## Basic Probability

This is a discussion on Basic Probability within the The Foyer forums, part of the Off the Grid category; Dcraig kind of hit on what I’m driving at here. In any series of 4 coin flips, while the probability ...

 Mar 27, 2009, 12:18pm #16 Joined Jul 2003 Dcraig kind of hit on what I’m driving at here. In any series of 4 coin flips, while the probability of getting 2 consecutive heads is indeed 1 in 4 and the probability of getting 2 consecutive tails is 1 in 4, statistically, the probability of getting two consecutive tails OR two consecutive heads is 1 in 2. But of the 16 possible permutations from a 4 coin flip, there are 12 in 16 occurrences of two consecutive Heads, and 12 in 16 occurrences of two consecutive Tails. On that basis, the probability of two consecutive Heads in a 4 coin toss exercise is 3 in 4. Same for two consecutive Tails. So if two consecutive tails has a 3 in 4 and two consecutive heads has a 3 in 4, what it the probability of two consecutive heads OR two consecutive tails?
 Mar 27, 2009, 12:25pm #17 Joined Jan 2003 Tony, Try coming at it from a different angle and determine what the chance is of not getting two heads. I know that Scripophilist is an expert in this area and he has used that approach that often gives surprising answers to probabilities. One question that may have been posted here before but had a curios answer was: How may people would you need to have in one room for the chances being even that two people share the same birthday ? Paul
 Mar 27, 2009, 12:38pm #18 Joined Sep 2001 Probability Theory is a site created by an old friend and contains interesting stuff. Richard __________________ Mr. Charts Full time US Share Trader Follow me on Twitter twitter.com/MrChartsJoyson Contributor to T2W's Trading FAQ Book http://www.trade2win.com/books/trading-faqs T2W interview http://www.trade2win.com/knowledge/a...ichard-joyson/
 Mar 27, 2009, 12:40pm #19 Joined Sep 2001 Ah ! Just seen Paul's post. The author of the aforementioned site is indeed Scripophilist. Richard __________________ Mr. Charts Full time US Share Trader Follow me on Twitter twitter.com/MrChartsJoyson Contributor to T2W's Trading FAQ Book http://www.trade2win.com/books/trading-faqs T2W interview http://www.trade2win.com/knowledge/a...ichard-joyson/
Mar 27, 2009, 12:52pm   #20

Joined Jan 2004
Quote:
 Originally Posted by TheBramble Dcraig kind of hit on what I’m driving at here. In any series of 4 coin flips, while the probability of getting 2 consecutive heads is indeed 1 in 4 and the probability of getting 2 consecutive tails is 1 in 4, statistically, the probability of getting two consecutive tails OR two consecutive heads is 1 in 2. But of the 16 possible permutations from a 4 coin flip, there are 12 in 16 occurrences of two consecutive Heads, and 12 in 16 occurrences of two consecutive Tails. On that basis, the probability of two consecutive Heads in a 4 coin toss exercise is 3 in 4. Same for two consecutive Tails. So if two consecutive tails has a 3 in 4 and two consecutive heads has a 3 in 4, what it the probability of two consecutive heads OR two consecutive tails?
ok. still on first page, and I am now confused.

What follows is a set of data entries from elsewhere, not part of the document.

PR #976, opened 2016-09-27
Switch fs.statSync to fs.accessSync, which is faster

feross:
With `fs.accessSync`, we check that the folder is readable/writable by us.

### DIFF
--- a/src/config.js
+++ b/src/config.js
@@ -147,12 +147,14 @@ function isPortable () {
     return false
   }
 
-  let portablePathExists = false
   try {
-    portablePathExists = !!fs.statSync(PORTABLE_PATH)
-  } catch (err) {}
-
-  return portablePathExists
+    // This line throws if the "Portable Settings" folder does not exist, and does
+    // nothing otherwise.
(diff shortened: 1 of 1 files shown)


src/config.js
```diff
@@ -147,12 +147,12 @@ function isPortable () {
     return false
   }
 
-  let portablePathExists = false
+  let pathExists = false
   try {
-    portablePathExists = !!fs.statSync(PORTABLE_PATH)
+    pathExists = !!fs.accessSync(PORTABLE_PATH, fs.constants.R_OK | fs.constants.W_OK)
```
mathiasvr: `accessSync` does not return a value, so pathExists will be `undefined`.

feross: Looks like I need to take a deep breath and slow down today... 😊 Will fix.

feross: Okay -- it's updated. Thanks for the thorough review, @mathiasvr!

mathiasvr: I was honestly in doubt myself when reading the docs. It's so strange that the purpose of this method is to throw an error or just do nothing?? 😄

feross:
Just tested on Windows, and everything looks good!

PR #978, opened 2016-09-27
Fix "Download path missing" for Portable App first run

feross:
Create "Portable Settings\Downloads" folder to prevent "Download path
missing" warning, on Windows.

screen shot 2016-09-27 at 1 02 37 pm


feross:

PR #165, opened 2021-05-12
groups

harelglik:


packages/functions/src/coordinator/GetCoordinatorAppointmentsHandler.test.ts
```diff
@@ -41,56 +37,46 @@ const ALL_APPOINTMENT_IDS = [
...
 beforeAll(reset);
 afterEach(reset);
-
 test("Unauthenticated user throws exception", async () => {
   const action = () => callFunction();
   await expectAsyncThrows(action, "Unauthorized");
 });
 
-test("User that is not admin throws exception", async () => {
+test("User that is not coordinator throws exception", async () => {
```
yaron1m, line 53: Should you add more tests to this file? GetCoordinatorAppointmentsHandler changed a lot

packages/functions/src/coordinator/GetCoordinatorAppointmentsHandler.ts
```diff
@@ -28,11 +31,69 @@ export default async function (
...
+    case CoordinatorRole.GROUP_COORDINATOR:
+      break;
+  }
+}
+
+async function filterDonorsInGroup(
+  coordinator: DbCoordinator,
+  donorsInAppointments: DbDonor[]
+) {
+  const groupIds = await GroupDAL.getGroupIdsOfCoordinatorId(coordinator.id);
```
yaron1m, line 85: Should this be Set?

packages/functions/src/coordinator/GetDonorsHandler.ts
```diff
@@ -1,18 +1,40 @@
...
+  const coordinator = await CoordinatorDAL.getCoordinator(callerId);
   if (!coordinator) {
     console.error("Could not find calling user", callerId);
     throw Error(`User ${callerId} is not an admin`);
   }
 
-  const donors = await getAllDonors();
+  let donors: DbDonor[] = [];
+
+  switch (coordinator.role) {
```
yaron1m, line 22: Tests?

packages/functions/src/react-app-env.d.ts
```diff
@@ -0,0 +1 @@
+/// <reference types="react-scripts" />
```
yaron1m, line 1: Remove this file

packages/functions/tsconfig.json
```diff
@@ -1,3 +1,24 @@
 {
-  "extends": "../../tsconfig.json"
+  "extends": "../../tsconfig.json",
```
yaron1m, line 2: Revert this change

packages/functions/src/react-app-env.d.ts
harelglik: Done

packages/functions/src/coordinator/GetCoordinatorAppointmentsHandler.test.ts
harelglik: Sorry did not merge the test files correctly, there is now a test that checks donors in groups

packages/functions/src/coordinator/GetCoordinatorAppointmentsHandler.ts
harelglik: Done
There are many places where we should use sets but use arrays.

yaron1m (approved):

PR #171, opened 2021-05-22
Feature/reports frontend

evbambly:
image

Export BookedDonationWithDonorDetails[] to CSV


packages/common/src/LocaleUtils.ts
```diff
@@ -35,7 +35,7 @@ export const getBloodTypeTranslation = (bloodType: BloodType) => {
     case BloodType.O_PLUS:
       return "O+";
     case BloodType.NOT_SURE:
-      return "לא יודע";
+      return "לא יודע/ת";
```
yaron1m, line 38: Didn't you just change this line in a different PR?

packages/coordinator/src/components/CsvDownloaderButton/CsvDownloaderButton.tsx
```diff
@@ -0,0 +1,41 @@
+import CsvDownloader from "react-csv-downloader";
+import { IColumn } from "react-csv-downloader/dist/esm/lib/csv";
+import Button from "../Button";
+
+export interface ZMCsvDownloaderButtonProps {
+  columns?: IColumn[];
+  data: { [key: string]: any }[];
+  fileName: string;
+  separator?: string;
```
yaron1m, line 9: In my opinion, if no one uses a different value than `,` we should not expose it.

We can always add this when needed

packages/coordinator/src/components/CsvDownloaderButton/CsvDownloaderButton.tsx
```diff
@@ -0,0 +1,41 @@
...
+  title: string;
+  onClick?: () => void;
```
yaron1m, line 11: With respect to the previous comment, I believe when a new component like this is added it should not have optional values (especially when there's currently only 1 caller).

Either a prop is required, or it should not exist for now

packages/coordinator/src/components/Header/CoordinatorHeader.tsx
```diff
@@ -48,6 +48,11 @@ export default function CoordinatorHeader(props: CoordinatorHeaderProps) {
           title="חיפוש משתמשים"
           onClick={navigate(CoordinatorScreen.DONORS)}
         />
+        <Button
+          className={currentTab === "/donors" ? styles.selected__tab : ""}
```
yaron1m, line 52: `currentTab === "/booked-donations"`

packages/coordinator/src/screens/scheduledAppointments/ScheduledAppointmentsScreenContainer.tsx
```diff
@@ -0,0 +1,95 @@
...
+      await CoordinatorFunctions.getBookedAppointmentsInHospital({
+        hospital,
+        fromDateMillis: fromDateMidnight!.getTime(),
+        toDateMillis: toDate!.getTime(),
+      });
+    setAppointmentsWithDonorDetails(nextAppointmentsWithDonorDetails);
+    setIsLoading(false);
+  };
+
+  return (
```
yaron1m, line 49: The `return` of a container should have a single React element (`ScheduledAppointmentsScreen`) and its props.

All other component should be part of the component itself and not the container.

We should also fix this for the other screens (but in a different PR please)

packages/coordinator/src/screens/scheduledAppointments/ScheduledAppointmentsScreenContainer.tsx
```diff
@@ -0,0 +1,95 @@
...
+    <>
+      <HeaderSection className={styles.component}>
+        <Select
+          id={"hospital"}
+          label={"בית חולים"}
+          options={HospitalUtils.getAllHospitalOptions()}
```
yaron1m, line 55: I added an ability to show only hospitals relevant to coordinator role.

Please see implementation in other screens and do the same here

packages/coordinator/src/screens/scheduledAppointments/ScheduledAppointmentsScreenContainer.tsx
```diff
@@ -0,0 +1,95 @@
...
+  csvColumns,
+  formatDataByColumns,
+} from "./ScheduledAppointmentsCsvConfig";
+
+export default function ScheduledAppointmentsScreenContainer() {
+  const TWO_WEEKS_IN_MILLIS = 1000 * 60 * 60 * 24 * 14;
+  const initialToDate = new Date(Date.now() + TWO_WEEKS_IN_MILLIS);
+
+  const [fromDate, setFromDate] = useState<Date | null>(new Date());
+  const [toDate, setToDate] = useState<Date | null>(initialToDate);
```
yaron1m, line 26: Could it really be null?

packages/common/src/LocaleUtils.ts
evbambly: Will be solved in merge

package.json
```diff
@@ -44,6 +44,7 @@
     "lodash": "^4.17.20",
     "normalize.css": "^8.0.1",
     "react": "^17.0.1",
+    "react-csv-downloader": "^2.4.0",
```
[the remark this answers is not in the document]
evbambly: Will it install upon 'yarn install' of the root folder?

packages/coordinator/src/components/CsvDownloaderButton/CsvDownloaderButton.tsx
evbambly: onClick is required for the button component.
So why not expose it externally as well, rather than a stump*?
*onClick={()=>{}}

packages/coordinator/src/screens/scheduledAppointments/ScheduledAppointmentsScreenContainer.tsx
evbambly: Will be done in separate PR

package.json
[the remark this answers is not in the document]
yaron1m: Yes

yaron1m (approved):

if you flip a coin 4 times, the permutations of consecutive Heads positions are: (1,2), (2,3) or (3,4).
the 4 heads in a row option gives you the above all in one go, so, say 3 again,
total 6.
but, strictly speaking, only 4 of those throws results in a 2-consec result.

dont know where you get the 12 possibilities from.

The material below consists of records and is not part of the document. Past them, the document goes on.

PR #172, opened 2021-05-22
Bugfix/add blood type to manage donations

evbambly:
image


packages/coordinator/src/screens/manageAppointmentsScreen/CoordinatorAppointmentsGrouper.ts
```diff
@@ -24,6 +25,7 @@ export type ManagedAppointment = {
   bookingTimeMillis?: number;
   recentChangeType?: BookingChange;
   isPastAppointment: boolean;
+  bloodType: BloodType | undefined;
```
yaron1m, line 28: bloodType?: BloodType

yaron1m (approved):

PR #175, opened 2021-05-22
Increased table usibility

evbambly:
image

1. Make input form row into column
2. Make table width-scrollable like in the second example in the article*.
3. Minimum column separation (1rem)
4. Limit side scrolling on entire app (now width = 100%)


yaron1m (approved):

yaron1m:
It requires some work, but what do you think about adding storybook to this project and adding a story to the table?

This would make reviewing this UI change (for me and for Merav) much easier

PR #187, opened 2021-06-02
donor diconnect button down in side drawer

harelglik:
image


yaron1m:
Why isn't the white drawer all the way down?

from dcraigs .75; you ask how many times would you need to throw to get a Head. If you get a Head on the first throw, you stop throwing.
You only flip the coin again if the first wasnt a Head. this negates one of dcraigs options, so we are back to 0.5.

EDIT: writing before thinking. yes, the possibility of (1,2) and (2,3) also exists, so HHHT shows 2 hits. so, yes maybe 12. havent checked it.
I was assuming finishing once you got your consec.

EDIT2: yes, there are 12 instances of consecs. (Pascals Triangle)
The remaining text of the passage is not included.